Modernization was dismantled but nothing took its place.  
we are currently in a free for all with terrible scheduling and no routines.


----------



## NotCynicalYet (Apr 28, 2022)

Sorry to hear it. Our closer has to decide every night which really important stuff doesn't get done, and that's on a smooth night. God forbid something happens in the store, like a couple bad spills or a reportable incident, or TM behavior issues. Looks like one of the most demoralizing jobs in the store right now.


----------



## Dream Baby (Apr 28, 2022)

Frequently our Closing Lead has to do OPUs, get carts, go back to electronics because a lot of TMs leave an hour before closing.


----------



## Jayunderscore (Apr 29, 2022)

TwoToCloseDaily said:


> So i am the closing lead for a mid-volume store with fullfillment for 3 years now and lately i feel like the expectations lately are a bit much lately.  Obviously covid ramped up fullfillment but i dont think they we are getting the right amount of hours and support to keep up with demand. Also 1:1 goals are insane and again, no hours for my people.
> For the last 6 months or so my day consist of pulling 1:1 batches, keeping OOS at 0, packing sfs, walk the zone, and repeat. Is it just me/my store or is it all of you?

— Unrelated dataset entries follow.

PR #1681, opened 2022-06-01
feat(analytics): automatically link GA4 with Site Kit

adekbadek:
### All Submissions:

* [x] Have you followed the [Newspack Contributing guideline](https://github.com/Automattic/newspack-plugin/blob/master/.github/CONTRIBUTING.md)?
* [x] Does your code follow the [WordPress' coding standards](https://make.wordpress.org/core/handbook/best-practices/coding-standards/) and [VIP Go coding standards](https://vip.wordpress.com/documentation/vip-go/code-review-blockers-warnings-notices/)?
* [x] Have you checked to ensure there aren't other open [Pull Requests](../../pulls) for the same update/change?

### Changes proposed in this Pull Request:

Adds automatic setup of GA4 property with Site Kit, if the property exists in GA.

### How to test the changes in this Pull Request:

Test on a site with Site Kit configured and Universal GA connected, but GA4 not connected.  

1. Confirm that the page is not sending hits to the GA4 property on `master`*
1. Visit Site Kit's Analytics settings page (`/wp-admin/admin.php?page=googlesitekit-settings#/connected-services/analytics`) and observe that GA4 is connected 
3. Visit an AMP page and confirm the GA4 snippet is inserted (search for `GA4_MEASUREMENT_ID` in the page source) and GA4 property is hit**

\* Just one `POST` request with `pageview` in payload to `google-analytics.com` should be sent
\** So there should be two of these requests, one for the old Universal GA and one for GA4

### Other information:

* [x] Have you added an explanation of what your changes do and why you'd like us to include them?
* [ ] Have you written new tests for your changes, as applicable?
* [x] Have you successfully ran tests with your changes locally?

PR #1698, opened 2022-06-08
feat(analytics): automatically link GA4 with Site Kit

adekbadek:
### All Submissions:

Adds automatic setup of GA4 property with Site Kit, if the property exists in GA. This is a PR to `alpha`, so it's included with the next release.

_Initially submitted as https://github.com/Automattic/newspack-plugin/pull/1681._

Test on a site with Site Kit configured and Universal GA connected, but GA4 not connected.  

1. Confirm that the page is not sending hits to the GA4 property on `master`*
1. Visit Site Kit's Analytics settings page (`/wp-admin/admin.php?page=googlesitekit-settings#/connected-services/analytics`) and observe that GA4 is connected 
3. Visit an AMP page and confirm the GA4 snippet is inserted (search for `GA4_MEASUREMENT_ID` in the page source) and GA4 property is hit**

\* Just one `POST` request with `pageview` in payload to `google-analytics.com` should be sent
\** So there should be two of these requests, one for the old Universal GA and one for GA4

### Other information:

### DIFF
--- a/includes/plugins/google-site-kit/class-googlesitekitanalytics.php
+++ b/includes/plugins/google-site-kit/class-googlesitekitanalytics.php
@@ -1,0 +1,84 @@
+<?php
+/**
+ * Google Site Kit integration class.
+ *
+ * @package Newspack
+ */
+
+namespace Newspack;
+
+use Google\Site_Kit\Context;
+use Google\Site_Kit\Modules\Analytics_4;
+use Google\Site_Kit\Modules\Analytics_4\Settings;
+use Google\Site_Kit\Core\Modules\Module;
+use Google\Site_Kit\Core\Authentication\Clients\Google_Site_Kit_Client;
+use Google\Site_Kit_Dependencies\Google\Service\GoogleAnalyticsAdmin as Google_Service_GoogleAnalyticsAdmin;
+
+defined( 'ABSPATH' ) || exit;
+
+/**
+ * Class extending Site Kit's Module, in order to easily access GA data via
+ * Site Kit's Analytics Admin service.
+ */
+class GoogleSiteKitAnalytics extends Module {
+	public function register() { // phpcs:ignore Squiz.Commenting.FunctionComment.Missing
+		return true;
+	}
+	public function setup_info() { // phpcs:ignore Squiz.Commenting.FunctionComment.Missing
+		return true;
+	}
+
+	/**
+	 * Set up the Analytics Admin service, so the module can use it.
+	 *
+	 * @param Google_Site_Kit_Client $client Google client instance.
+	 */
+	protected function setup_services( Google_Site_Kit_Client $client ) {
+		return array(
+			'analyticsadmin' => new Google_Service_GoogleAnalyticsAdmin( $client ),
+		);
+	}
+
+	/**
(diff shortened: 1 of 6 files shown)


includes/plugins/google-site-kit/class-googlesitekitanalytics.php
```diff
@@ -0,0 +1,84 @@
...
+use Google\Site_Kit\Core\Authentication\Clients\Google_Site_Kit_Client;
+use Google\Site_Kit_Dependencies\Google\Service\GoogleAnalyticsAdmin as Google_Service_GoogleAnalyticsAdmin;
+
+defined( 'ABSPATH' ) || exit;
+
+/**
+ * Class extending Site Kit's Module, in order to easily access GA data via
+ * Site Kit's Analytics Admin service.
+ */
+class GoogleSiteKitAnalytics extends Module {
```
miguelpeixe, line 23: If Site Kit is not installed and active, it throws a fatal error. There should be a proper check before importing this.

miguelpeixe (changes requested):
I was not able to test the setup of a new GA4. Setting up Site Kit with Analytics creates the GA4 automatically.

Do you recommend a way of testing the "automatic setup" outside of what Site Kit already provides?

includes/plugins/google-site-kit/class-googlesitekitanalytics.php
adekbadek: Done in 4768ceb6bbe31e7f62e8066f4f55b7e75ca292a8

adekbadek:
> I was not able to test the setup of a new GA4. Setting up Site Kit with Analytics creates the GA4 automatically.

You'd need a site set up before GA4 was available. You can remove the `googlesitekit_analytics-4_settings` option after setup to simulate that.

yogeshbeniwal:
@adekbadek From end user perspective, does this PR simply connects with existing GA 4 property for scenario where site kit is not connected to GA 4?

adekbadek:
@yogeshbeniwal Yes, that's it

includes/plugins/google-site-kit/class-googlesitekitanalytics.php
```diff
@@ -0,0 +1,84 @@
...
+			'analyticsadmin' => new Google_Service_GoogleAnalyticsAdmin( $client ),
+		);
+	}
+
+	/**
+	 * Return data needed to set up Site Kit's GA4 settings.
+	 *
+	 * @param string $account_id Account ID.
+	 */
+	public function get_ga4_settings( $account_id ) {
```
miguelpeixe, line 47: I worry this method, executed on `admin_init`, is very optimistic about a third-party structure. If `$this->get_service()` fails to return the expected object we'll have a fatal error on every dashboard page.

This could have `method_exists()` and `isset()` checks everywhere possible, just to be sure.

miguelpeixe (approved):
Working as expected. Left a non-blocking but important comment below.

includes/plugins/google-site-kit/class-googlesitekitanalytics.php
adekbadek: Good idea, done in 5885ce22d474aa9754786c755403abb87bf23b00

I'm right there with you. We're a Priority Pull store, so we have fewer pulls but have a goal of 75% completion. The morning team doesn't really pull anything outside of what's left overnight so when we come in at 4PM it's sometimes near 700 DPCIs. Oh, they also don't push reshop during the day so we always have the day's worth of reshop to push. So 100s of DPCIs to pull and hopefully push, all of the reshop, all of the zone, and frequently backup in OPU, SFS, or at the lanes. It's an impossible job and it's hard to feel proud or accomplished at even one thing when you constantly feel underwater.


----------



## kimimpossible (Apr 29, 2022)

Closing lead here as well been in role for 3 years. It is definitely starting to feel the expectations are much. We were doing so well then our truck process became broken. Fixing that to get caught up on everything. TBH, I feel like most of the leadership team feels like this.


----------



## happygoth (Apr 29, 2022)

I swear I think I saw our Closing Lead setting a POG in Small Appliances the other night. They also cover Electronics frequently, as well as taking care of 100 other things. I feel for you guys.


----------



## Unleashed Dog (Apr 30, 2022)

When I closed the way I dealt with some of the fulfillment and OFO issues was coming in later and leaving much later after close. Would have a few TM’s do the same. Didn’t solve the issue but it helped get shit done.

id sometimes would do like 5pms to 1ams.

We had two fufillment a leads they could handle the damn 4pms. I usually made sure there was no carryover and OFOs got done


----------



## ION the Prize (Apr 30, 2022)

Jayunderscore said:


> The morning team doesn't really pull anything outside of what's left overnight so when we come in at 4PM it's sometimes near 700 DPCIs. Oh, they also don't push reshop during the day ...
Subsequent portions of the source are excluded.